[Items listed in a dataset]
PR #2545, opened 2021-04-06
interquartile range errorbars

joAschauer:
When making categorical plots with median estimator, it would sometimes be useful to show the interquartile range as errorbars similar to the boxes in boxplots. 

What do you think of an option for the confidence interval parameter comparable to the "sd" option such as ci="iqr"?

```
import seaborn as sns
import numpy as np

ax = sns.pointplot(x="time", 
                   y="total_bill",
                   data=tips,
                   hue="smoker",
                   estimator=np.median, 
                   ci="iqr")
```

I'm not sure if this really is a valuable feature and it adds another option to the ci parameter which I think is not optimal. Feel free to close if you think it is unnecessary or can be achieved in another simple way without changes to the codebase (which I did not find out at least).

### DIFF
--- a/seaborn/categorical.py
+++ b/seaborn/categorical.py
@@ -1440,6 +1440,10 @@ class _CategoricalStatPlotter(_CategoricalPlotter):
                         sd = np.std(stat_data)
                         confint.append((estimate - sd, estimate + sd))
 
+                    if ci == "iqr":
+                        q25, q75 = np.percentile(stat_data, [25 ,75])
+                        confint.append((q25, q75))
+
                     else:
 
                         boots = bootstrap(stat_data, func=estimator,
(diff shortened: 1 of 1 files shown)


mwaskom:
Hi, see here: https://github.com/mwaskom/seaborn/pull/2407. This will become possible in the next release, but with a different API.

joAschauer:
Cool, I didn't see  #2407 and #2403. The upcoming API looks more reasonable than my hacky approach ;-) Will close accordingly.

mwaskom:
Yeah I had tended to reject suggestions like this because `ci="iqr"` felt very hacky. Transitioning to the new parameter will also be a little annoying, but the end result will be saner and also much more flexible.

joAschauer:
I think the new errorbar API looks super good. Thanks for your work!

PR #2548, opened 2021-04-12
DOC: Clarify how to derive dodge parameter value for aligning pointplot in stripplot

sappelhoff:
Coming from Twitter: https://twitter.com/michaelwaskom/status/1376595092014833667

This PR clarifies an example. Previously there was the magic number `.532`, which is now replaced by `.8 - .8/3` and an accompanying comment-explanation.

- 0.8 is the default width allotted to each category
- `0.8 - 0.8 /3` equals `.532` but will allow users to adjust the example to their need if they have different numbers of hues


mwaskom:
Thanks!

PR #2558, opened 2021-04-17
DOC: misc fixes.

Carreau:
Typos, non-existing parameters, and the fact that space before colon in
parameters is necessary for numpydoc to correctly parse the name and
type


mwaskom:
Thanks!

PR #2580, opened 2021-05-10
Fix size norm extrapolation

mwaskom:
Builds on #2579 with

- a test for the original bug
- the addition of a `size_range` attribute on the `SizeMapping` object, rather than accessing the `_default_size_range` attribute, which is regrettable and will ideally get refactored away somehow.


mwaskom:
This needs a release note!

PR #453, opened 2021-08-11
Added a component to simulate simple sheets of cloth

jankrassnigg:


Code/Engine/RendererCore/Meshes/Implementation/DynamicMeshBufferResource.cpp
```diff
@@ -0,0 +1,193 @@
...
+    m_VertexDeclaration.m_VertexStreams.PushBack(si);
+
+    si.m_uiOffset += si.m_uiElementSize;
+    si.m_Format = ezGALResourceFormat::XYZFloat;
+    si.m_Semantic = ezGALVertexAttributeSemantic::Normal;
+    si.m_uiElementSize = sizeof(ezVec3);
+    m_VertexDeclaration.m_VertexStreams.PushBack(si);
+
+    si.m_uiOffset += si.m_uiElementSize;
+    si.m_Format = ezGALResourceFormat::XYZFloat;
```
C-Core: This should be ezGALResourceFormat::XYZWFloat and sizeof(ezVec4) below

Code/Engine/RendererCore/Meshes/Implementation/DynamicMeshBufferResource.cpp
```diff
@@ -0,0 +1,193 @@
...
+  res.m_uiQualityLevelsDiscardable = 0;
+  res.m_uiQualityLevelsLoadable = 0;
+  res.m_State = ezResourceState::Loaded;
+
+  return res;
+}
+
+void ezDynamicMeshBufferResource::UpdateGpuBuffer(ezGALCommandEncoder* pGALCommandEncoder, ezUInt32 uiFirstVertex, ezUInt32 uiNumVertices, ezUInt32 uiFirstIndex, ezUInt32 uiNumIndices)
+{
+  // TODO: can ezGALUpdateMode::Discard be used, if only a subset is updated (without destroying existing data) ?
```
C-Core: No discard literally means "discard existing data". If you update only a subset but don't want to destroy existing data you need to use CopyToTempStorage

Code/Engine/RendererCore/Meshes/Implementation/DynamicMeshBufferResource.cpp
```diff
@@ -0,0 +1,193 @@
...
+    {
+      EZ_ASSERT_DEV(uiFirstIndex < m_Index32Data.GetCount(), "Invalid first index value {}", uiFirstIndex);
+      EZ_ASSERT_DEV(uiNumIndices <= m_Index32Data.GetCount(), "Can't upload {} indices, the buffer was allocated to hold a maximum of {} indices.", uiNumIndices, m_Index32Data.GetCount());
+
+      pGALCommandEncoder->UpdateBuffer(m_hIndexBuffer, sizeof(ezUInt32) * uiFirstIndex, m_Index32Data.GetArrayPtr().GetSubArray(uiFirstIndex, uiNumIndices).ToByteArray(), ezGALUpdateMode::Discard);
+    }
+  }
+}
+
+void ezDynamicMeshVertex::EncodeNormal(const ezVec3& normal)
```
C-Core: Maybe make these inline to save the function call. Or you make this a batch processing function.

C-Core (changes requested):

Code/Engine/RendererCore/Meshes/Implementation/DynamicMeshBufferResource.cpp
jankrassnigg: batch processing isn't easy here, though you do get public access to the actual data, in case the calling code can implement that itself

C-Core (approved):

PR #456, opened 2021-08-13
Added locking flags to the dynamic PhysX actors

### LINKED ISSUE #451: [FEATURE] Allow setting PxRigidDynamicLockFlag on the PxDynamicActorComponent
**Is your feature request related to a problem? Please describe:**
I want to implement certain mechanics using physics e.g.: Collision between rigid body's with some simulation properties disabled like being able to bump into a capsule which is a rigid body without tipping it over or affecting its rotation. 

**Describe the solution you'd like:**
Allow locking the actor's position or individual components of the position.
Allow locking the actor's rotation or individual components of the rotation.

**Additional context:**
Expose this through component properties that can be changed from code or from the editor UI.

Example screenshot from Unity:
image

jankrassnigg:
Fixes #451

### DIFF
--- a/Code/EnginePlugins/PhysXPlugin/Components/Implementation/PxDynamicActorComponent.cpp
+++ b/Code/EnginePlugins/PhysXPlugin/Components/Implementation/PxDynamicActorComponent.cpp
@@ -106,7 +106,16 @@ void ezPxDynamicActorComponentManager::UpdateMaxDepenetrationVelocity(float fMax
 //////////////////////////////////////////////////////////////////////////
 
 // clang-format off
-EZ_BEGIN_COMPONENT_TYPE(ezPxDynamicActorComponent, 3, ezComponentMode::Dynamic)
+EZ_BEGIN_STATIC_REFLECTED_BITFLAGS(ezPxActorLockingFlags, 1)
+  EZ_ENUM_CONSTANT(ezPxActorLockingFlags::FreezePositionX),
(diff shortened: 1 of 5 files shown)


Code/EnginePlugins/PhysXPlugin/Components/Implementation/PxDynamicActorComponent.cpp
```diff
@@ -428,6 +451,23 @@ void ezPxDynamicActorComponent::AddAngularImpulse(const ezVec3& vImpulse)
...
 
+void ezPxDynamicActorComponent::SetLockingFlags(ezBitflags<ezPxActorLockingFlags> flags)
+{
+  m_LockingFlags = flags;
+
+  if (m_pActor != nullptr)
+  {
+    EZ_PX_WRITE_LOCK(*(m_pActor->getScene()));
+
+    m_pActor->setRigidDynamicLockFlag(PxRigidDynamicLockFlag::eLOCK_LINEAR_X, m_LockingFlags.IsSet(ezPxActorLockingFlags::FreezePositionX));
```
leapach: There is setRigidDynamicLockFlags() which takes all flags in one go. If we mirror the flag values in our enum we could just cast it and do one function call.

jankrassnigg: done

** Task objective **
Please report every line among the entries that includes "rotation".

** Exercise answer **
I want to implement certain mechanics using physics e.g.: Collision between rigid body's with some simulation properties disabled like being able to bump into a capsule which is a rigid body without tipping it over or affecting its rotation. 
Allow locking the actor's rotation or individual components of the rotation.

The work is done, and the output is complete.